- Required action: Every line of the records below from the line with "This moves the" up to and including the line with "does it not?" must be reproduced exactly, and no line outside that range.

(Dataset entries)
--------------------
Issue #1237, opened 2017-01-20
[maven] add sh version of mvn to bin


jinahya:
Apache Maven works just find.
Is it possible to add `mvn` which has no extension along with `mvn.cmd`?
I tend to use cygwin which is a linux emulation and it's not possible to use `mvn` command.
`alias mvn=mvn.cmd` [doesn't expand in non-interactive shell](http://unix.stackexchange.com/a/1499/8557).

inosik:
I prefer using MINGW most of the time, and noticed the same for Yarn, Gradle and others apps, which don't have an EXE-File.

@jinahya The solution described in the ["Can I use Scoop in bash?" wiki page][wiki-page] works here as well. Just replace `scoop.ps1` with `mvn.ps1`, for example.

  [wiki-page]: https://github.com/lukesampson/scoop/wiki/Can-I-Use-Scoop-In-Bash%3F

jinahya:
FIY, I put `alias mvn="powershell -ex unrestricted mvn.ps1"` into `~/.bashrs` and invoking `mvn` launches a new command console window. Thanks, anyway.

rasa:
This issue belongs in the [Main](https://github.com/ScoopInstaller/Main) bucket. Unfortunately, we cannot move this issue on this end, so it is being closed.
If this is still an issue, please create a new issue in the Main bucket via https://github.com/ScoopInstaller/Main/issues/new?body=Moved+from+https%3A%2F%2Fgithub.com%2Flukesampson%2Fscoop%2Fissues%2F1237

PR #1857, opened 2017-11-20
Maven: do not add directory to PATH

oltolm:
I have removed the `bin` directory from `%PATH%` and added `mvn.cmd` to it.

### DIFF
--- a/bucket/maven.json
+++ b/bucket/maven.json
@@ -5,7 +5,10 @@
     "url": "https://archive.apache.org/dist/maven/maven-3/3.5.2/binaries/apache-maven-3.5.2-bin.zip",
     "hash": "90e9f0d700743516d1f610fcd63a5d49751d0743db713909f9ef933747a38b8a",
     "extract_dir": "apache-maven-3.5.2",
-    "env_add_path": "bin",
+    "bin": [
+        "bin\\mvn.cmd",
+        "bin\\mvnDebug.cmd"
+    ],
     "suggest": {
         "JDK": [
             "extras/oraclejdk",


brandon93s:
`mvnDebug.cmd` is often used for remote debugging. Please add it to the `bin` as well since this PR will make it unavailable.

oltolm:
OK, I have added `mvnDebug.cmd` to `bin`.

r15ch13:
The `env_add_path` property is used intenionally because Cygwin users can only execute `mvn` bash script which doesn't get a shim from scoop. #1237 #1415 #1544

rasa:

PlotCitizen:
Hi all, I have just installed maven, however a shim is not created. Can you please advise if this is per expectation?

image
image

rashil2000:
Shims are not created because the `bin` folder is appended to the PATH

tauinger-de:
It would help me a lot if the scoop installer would notify me about changes to the PATH. 

It would allow me to realize why e.g. the `mvn` command isn't available even after installation (-> need to re-open terminal to make PATH changes apply)

Should I open a new issue for this?

rashil2000:
When you install a package which modifies PATH, it notifies you (for each folder that is appended to PATH).

tauinger-de:
Sorry, but I cannot confirm that:
```
C:\Temp>scoop install maven
Installing 'maven' (3.9.6) [64bit] from main bucket
apache-maven-3.9.6-bin.zip (9,1 MB) [===============================================================================] 100%
Checking hash of apache-maven-3.9.6-bin.zip ... ok.
Extracting apache-maven-3.9.6-bin.zip ... done.
Linking ~\scoop\apps\maven\current => ~\scoop\apps\maven\3.9.6
Persisting conf
Persisting lib\ext
'maven' (3.9.6) was installed successfully!
```

PR #372, opened 2019-11-27
Smallchanges

sbird:
This does some cleanups and removes the last global variables in allvars - including ThisTask! Hooray!


sbird:
Commit 9500783c947be9 changes output, none of the others do, merging.

PR #373, opened 2019-11-27
Fixes

sbird:
Fix the UVBG model, which had forgotten to account for the random position offset, generating very weird results!


sbird:
The FOF table saving code as well!

PR #376, opened 2019-12-02
Remove FOF splay from unlocked HEAD function

sbird:
The HEAD() function is called from a threaded context, and not protected
by locks (unlike HEADl()), so we can't change the head particle inside
it. The trees should still be short because we call update_root inside
HEADl while protected by a lock. Hopefully this fixes the pesky deadlock
on stampede.


sbird:
This fixes the deadlock, merging.

PR #377, opened 2019-12-12
Add checked version of MPI_Allreduce and MPI_Reduce

sbird:
This will detect when the MPI library is incorrectly returning zeros
from collective calls. Checked are MPI_INT, MPI_DOUBLE and MPI_LONG,
with MPI_MIN and MPI_MAX.

### DIFF
--- a/libgadget/utils/system.c
+++ b/libgadget/utils/system.c
@@ -13,7 +13,7 @@
 #include <signal.h>
 #include <gsl/gsl_rng.h>
 
-
+#define __UTILS_SYSTEM_C
 #include "system.h"
 #include "mymalloc.h"
 #include "endrun.h"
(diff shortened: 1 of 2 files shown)


sbird:
To check whether frontera is working

libgadget/utils/system.h
```diff
@@ -83,4 +83,18 @@ int _MPIU_Barrier(const char * fn, const int ln, MPI_Comm comm);
 /* Fancy barrier which warns if there is a lot of imbalance. */
 #define MPIU_Barrier(comm) _MPIU_Barrier(__FILE__, __LINE__, comm)
 
+#ifdef DEBUG
+/* Checked versions of some MPI routines which make sure that the number we get out is sensible*/
+int MPI_Allreduce_Checked(const void *sendbuf, void *recvbuf, int count, MPI_Datatype datatype, MPI_Op op, MPI_Comm comm, const int line, const char * file);
+int MPI_Reduce_Checked(const void *sendbuf, void *recvbuf, int count, MPI_Datatype datatype, MPI_Op op, int root, MPI_Comm comm, const int line, const char * file);
+/* Defines, guarded so the implementation can still use the original*/
+#ifndef __UTILS_SYSTEM_C
```
rainwoodman: header that behaves differently if included from the impl is not a good pattern.

What about lifting the function rename macros to mpi-checked.h, and only include it in the soruce files that you want mpi to be checked?

libgadget/utils/system.c
```diff
@@ -636,3 +636,93 @@ void gadget_setup_thread_arrays(int * dest, int * srcs[], size_t sizes[], size_t
...
+            else if(datatype == MPI_DOUBLE) {
+                if(((double *) inputcpy)[i] < ((double *) recvbuf)[i])
+                    endrun(12, "MPI_Allreduce with MPI_DOUBLE MPI_MAX | MPI_SUM has int %d bad: (input %g < out %g) at %s:%d\n", i, *((double*) inputcpy), *((double*) recvbuf), file, line);
+            }
+        }
+    }
+}
+
+int
+MPI_Allreduce_Checked(const void *sendbuf, void *recvbuf, int count, MPI_Datatype datatype, MPI_Op op, MPI_Comm comm, const int line, const char * file)
```
rainwoodman: What about CHECKED_MPI_Allreduce?

libgadget/utils/system.h
sbird: I agree! I really don't want a different header though - we have no other way of knowing that there is a bug here and I want maximal coverage, since Allreduce returning zero seems to only happen intermittently. It is too easy to forget the include if it is separate.

libgadget/utils/system.c
sbird: If you feel strongly about it, sure, but I prefer MPI_Allreduce_Checked!

PR #378, opened 2019-12-12
Notransients

sbird:
This moves the things in the union{} to their respective modules.

### DIFF
--- a/libgadget/density.c
+++ b/libgadget/density.c
@@ -139,6 +139,9 @@ typedef struct {
 } TreeWalkResultDensity;
 
 struct DensityPriv {
+    /* Current number of neighbours*/
+    MyFloat *NumNgb;
+    /* Lower and upper bounds on smoothing length*/
     MyFloat *Left, *Right;
     MyFloat (*Rot)[3];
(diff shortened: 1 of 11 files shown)


sbird:
> This can be done, because petapm does not exchange particles or permute particles. thus, RegionInd is stable.
> Am I correct on this assertion?

Yes, that is exactly right. All communication is done at the Pencil level.

sbird:
> I recall this may corrupt snapshots can contain wrong GrNr ; does it not?

I will check. I remember the problem you're thinking of, and I think it has been fixed by refactorings.

sbird:
Confirmed this makes no difference to FOF or particle output

sbird:
and is very slightly faster (but not a lot)

rainwoodman:
And even in force calculation particles do not move in memory locations. The copy / reduce function takes care of packing P and non-P data fields during communication.

Besides GC and Domain, any other component changes the memory location of particles?

sbird:
That's right. I don't believe anything else changes the memory location of the particles - this is anyway an invalid operation when the tree is allocated.

Issue #54, opened 2016-09-29
Time step limiter


rainwoodman:
Joop Schaye mentioned time step limiter on gas is a good idea. After applying a limiter isotropic kinetic feedback and thermal feedback become the same (which it should have been). 

It is not horribly hard to implement and we shall put it in.

PR #379, opened 2019-12-23
Fronterafix

sbird:
Fix a rare issue found in the frontera run

### DIFF
--- a/libgadget/drift.c
+++ b/libgadget/drift.c
@@ -44,6 +44,16 @@ static void real_drift_particle(int i, inttime_t ti1, const double ddrift, const
     int j;
     if(P[i].IsGarbage || P[i].Swallowed) {
         P[i].Ti_drift = ti1;
+        /* Keep the random shift updated so the
+         * physical position of swallowed particles remains unchanged.*/
+        for(j = 0; j < 3; j++) {
+            P[i].Pos[j] += random_shift[j];
+            while(P[i].Pos[j] > All.BoxSize) P[i].Pos[j] -= All.BoxSize;
+            while(P[i].Pos[j] <= 0) P[i].Pos[j] += All.BoxSize;
+        }
+        /* Swallowed particles still need a peano key.*/
+        if(P[i].Swallowed)
+            P[i].Key = PEANO(P[i].Pos, All.BoxSize);
         return;
     }
     inttime_t ti0 = P[i].Ti_drift;
--- a/libgadget/drift.c
+++ b/libgadget/drift.c
@@ -110,6 +110,11 @@ static void real_drift_particle(int i, inttime_t ti1, const double ddrift, const
         if(fac > 1.25)
             fac = 1.25;
         P[i].Hsml *= fac;
+        /* Cap the Hsml: if DivVel is large for a particle with a long timestep
+         * (most likely a wind particle) Hsml can very rarely run away*/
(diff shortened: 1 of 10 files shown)


libgadget/drift.c
```diff
@@ -110,6 +110,10 @@ static void real_drift_particle(int i, inttime_t ti1, const double ddrift, const
         if(fac > 1.25)
             fac = 1.25;
         P[i].Hsml *= fac;
+        /* Cap the Hsml: if DivVel is large for a particle with a long timestep
+         * (most likely a wind particle) Hsml can very rarely run away*/
+        if(P[i].Hsml > All.BoxSize /2.)
```
rainwoodman: Isn't half of box a bit too large? I remember we used something like 30 Kpc/h in MB-II for the hsml cap at some point.

With such large hsml the particle will interact with every particle in the entire simulation -- so it must be exported to all ranks.

libgadget/hydra.c
```diff
@@ -292,12 +292,18 @@ hydro_ngbiter(
                   " We haven't implemented tracer particles and this shall not happen\n");
     }
 
+    /* Wind particles do not interact hydrodynamically: don't produce hydro acceleration
+     * or change the signalvel.*/
+    if(HYDRA_GET_PRIV(lv->tw)->WindOn && winds_is_particle_decoupled(other))
```
rainwoodman: Yes this makes sense -- if decoupled it doesn't make sense they still affect the signal velocity.

libgadget/drift.c
sbird: Yes, I think you are right! I think the right thing is to scale with the MeanInterparticleSpacing. Perhaps DMIN(MeanInterparticleSpacing * 100, All.BoxSize)?

rainwoodman: I am a bit short circuited here. Looks like the factor (50) translate to the density / mean density ratio -- so if you know the target lowest baryon density you want to model, then you can work out the number.

sbird: That's right - I was thinking we could bound it using a lognormal density distribution. But I am unsure that this is the right thing to do. All.BoxSize/2 has the advantage that it is the largest physically sensible value for any particle distribution, even pathological ones where, eg, one particle is in the middle and all the others are at the box edges.

All the other choices could potentially give the wrong answer in some subtle way in a future paper studying deep voids, or easily hide real bugs. So I actually think that BoxSize/2 is the right choice.

sbird:
Would you say that the true fix to this is a timestep limiter?

sbird:
I think this causes a problem because if we have two gas particles, A and B and A has a timestep much longer than B, then A's Hsml can become large through DivVel. But DivVel is only large because B has a large acceleration and thus a short timestep: if we limit A's timestep to be max, eg, 2 bins higher than B's, then A.Hsml will not have time to become large. What do you think? This is Issue #54

sbird:
What do you think of this? It is a better fix, I think.

sbird:
In fact, this is what WindFreeTravelDensFac is for - it recouples the gas once the density around it drops. But it is set to zero in the current code. I wonder why?

sbird:
I think the issues I was having was because WindFreeTravelDensFac was not enabled, so dense gas was escaping too far. But I still think these are the right fixes: this way the decoupling is really just setting the pressure to zero.

PR #384, opened 2020-01-06
Windmodelfix

sbird:
The only really important commit is 2bb1165 which changes the wind model to be less timing dependent: this should help the code give more similar answers in threaded mode vs. non-threaded mode for the hydro run. It does this by allowing particles to be made wind twice. Also switch some of the examples to isotropic winds, which modern practice shows is simpler and somewhat cleaner.


sbird:
Runs on frontera and does solve the small timesteps problem, merging.

PR #387, opened 2020-01-13
Bufferfix

sbird:
Disable the large buffer fix again, since the TACC admins fixed the root cause.


sbird:
but hide it behind a compile flag in case the bug comes back!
--------------------
- Written answer:
This moves the things in the union{} to their respective modules.

### DIFF
--- a/libgadget/density.c
+++ b/libgadget/density.c
@@ -139,6 +139,9 @@ typedef struct {
 } TreeWalkResultDensity;
 
 struct DensityPriv {
+    /* Current number of neighbours*/
+    MyFloat *NumNgb;
+    /* Lower and upper bounds on smoothing length*/
     MyFloat *Left, *Right;
     MyFloat (*Rot)[3];
(diff shortened: 1 of 11 files shown)


sbird:
> This can be done, because petapm does not exchange particles or permute particles. thus, RegionInd is stable.
> Am I correct on this assertion?

Yes, that is exactly right. All communication is done at the Pencil level.

sbird:
> I recall this may corrupt snapshots can contain wrong GrNr ; does it not?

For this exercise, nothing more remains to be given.